# Trying to get a tire off a Ford 150



## Tom O (Dec 19, 2022)

So I got a flat on my truck I called my son and we got the lugs off ok but the aluminum rims just wouldn’t release does anyone have any tricks to get these B*stards off the spindle? We eventually had to call a tow truck 10 to 12 hour wait to have it towed to the house, I’ll try heating the rim tomorrow to see if it will release I’m thinking it has shrunk in the -26 making it a shrink fit.


----------



## Hruul (Dec 19, 2022)

Try driving the truck back and forth a bit (a foot of two) and then hitting the brakes to rock the truck.  I would do it with the lugs on a bit.  Have to do this with my GMC and the aluminum rims. But it evenly works.  takes a couple tries and I switch to winter tires and back every fall/spring.  I would fill the tire so it doesn't damage the rim.


----------



## Everett (Dec 19, 2022)

Yeah, like Hruul says - if you can air the tire up enough so that the truck will roll, loosen the lug nuts off about 1/16"-1/8" and drive it back and forth a bit.  I sometimes have to do that to get corroded-on rims off heavy trucks and it works on passenger vehicles too.  If you don't get too crazy you don't wreck anything.


----------



## phaxtris (Dec 19, 2022)

Laying on the ground and booting the rim/tire with both feet usually works for me  as hard as you can, as far away from the hub as possible, sometimes a few goes

 least amount of extra work


----------



## Perry (Dec 19, 2022)

What phaxtris said.    I've also done it from under the truck, kicking outward.  (Axle stands in place).       A good chunk of 4X4 also works......hitting the tire as far as possible from the hub.

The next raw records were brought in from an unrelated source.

PR #11510, opened 2026-03-12
[Chat] Fix chat input disabled state during tool result sending

wanglam:
### Description

This PR adds a polling mechanism to wait for tool call results to sync to agentic memory before sending tool results, and disables the chat input during this period to prevent user input while tool results are being processed.

Key changes:
- Added `isSendingToolResult` state to track when tool results are being sent
- Added `onSendToolResultStateChange` callback to `ChatEventHandler` to notify state changes
- Disabled chat input and send button when `isSendingToolResult` is true
- Added `waitForToolCallSync` method in `ChatService.sendToolResult` that polls conversation history to verify tool call sync before proceeding
  - Configurable max attempts (default: 10) and interval (default: 1000ms)
  - Only waits when `includeFullHistory` is false (when full history is included, messages are passed directly so no sync wait needed)
  - Gracefully handles timeout with warning log

## Screenshot

N/A - No visual UI changes, only behavioral change to disable input during tool result sending.

## Testing the changes
1. Start a chat conversation with the AI assistant
2. Trigger a tool call (e.g., ask the assistant to perform an action that requires tool execution)
3. Observe that the chat input is disabled while the tool result is being sent
4. After the tool call is synced and tool result is sent, the input should be re-enabled
5. Run the new unit tests:
   - `yarn test:jest src/plugins/chat/public/components/chat_input.test.tsx`
   - `yarn test:jest src/plugins/chat/public/services/chat_event_handler.test.ts`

It's pretty cold here, but I don't think that is causing the issue.


----------



## Darren (Dec 19, 2022)

When you put it back on, clean the hub register and wheel and apply a thin coat of neverseize and this won't happen next time. I've had to drive trucks around with the nuts loose to break them free, though the 10lb sledge and a block of birch usually works.


----------



## Degen (Dec 19, 2022)

Torch and heat the hub and Aluminum, expansion will move the Aluminum and will when cooled loosen things.  Hot to touch should do it.


----------



## Tom O (Dec 19, 2022)

We tried moving back and fourth to no avail, the tire is off the bead so inflating it is out the last flat I had tried the same thing to no avail but was able to inflate it to get home the tire shop I took it to whack the tire a good 1/2 dozen times to break it loose with a sledgehammer


----------



## Perry (Dec 19, 2022)

Maybe try a small bottle jack between frame and wheel.  Block of wood on the wheel and probably a good idea to place a block of wood on the frame.


----------



## Degen (Dec 20, 2022)

Perry said:


> Maybe try a small bottle jack between frame and wheel.  Block of wood on the wheel and probably a good idea to place a block of wood on the frame.


Careful, you can build a lot of energy doing that and when it comes off you don't want to be near it or underneath the truck.


----------



## 6.5 Fan (Dec 20, 2022)

I've seen this happen a couple of times, several hours of 2 people swinging a sledge hammer later. On the other hand it is a ford, you could just bury it.


----------



## Susquatch (Dec 20, 2022)

Had that happen to me once too. Use the triple *B* approach. A *BIG* heavy sledge hammer, a *BIG* block of wood, and a *BIG* hairy guy swinging the sledge did the trick. 

It's not a Ford thing. It's just a thing. Happens much more often on trucks. 

I'm with Darren on the clean it up and apply anti-sieze route too. Do them all while they have air in them.


----------



## Aburg Rapid Prototype (Dec 20, 2022)

sawzall it off in pieces


----------



## little ol' e (Dec 20, 2022)

Just put a few lug nuts back on and leave them loosy loosy a couple  turns before you start to swing the sledge.
Don't ask me how in know haha.


----------



## kevin.decelles (Dec 20, 2022)

10lb sledge + pressure treated 6x6 block…. And a little crochet action

My wife’s ford escape was notorious for this.


----------



## Crankit (Dec 20, 2022)

I have a 10+ pound rubber sledge hammer from PA that does my stubborn wheels


----------



## Gearhead88 (Dec 20, 2022)

Been down this road many times .         I have always had success using brute force . Cleaning up the bore in the wheel and the lip of the hub , applying some anti seize lessens the likelihood of future problems


----------



## 6.5 Fan (Dec 21, 2022)

A looooong time ago, my big brother had a chev car with a stuck rim. Tried pounding, heat, every thing we could think of, finally we put a plug in the tire so it would hold air, loosened lug nuts, proceeded to cut doughnuts, nada. drove 35 or 40 miles with the nuts loose, nothing. I think we finally got it off with the 2 of us underneath with sledges, front and back and beat it off. then the other 3 got removed and got smeared with anti-sieze.


----------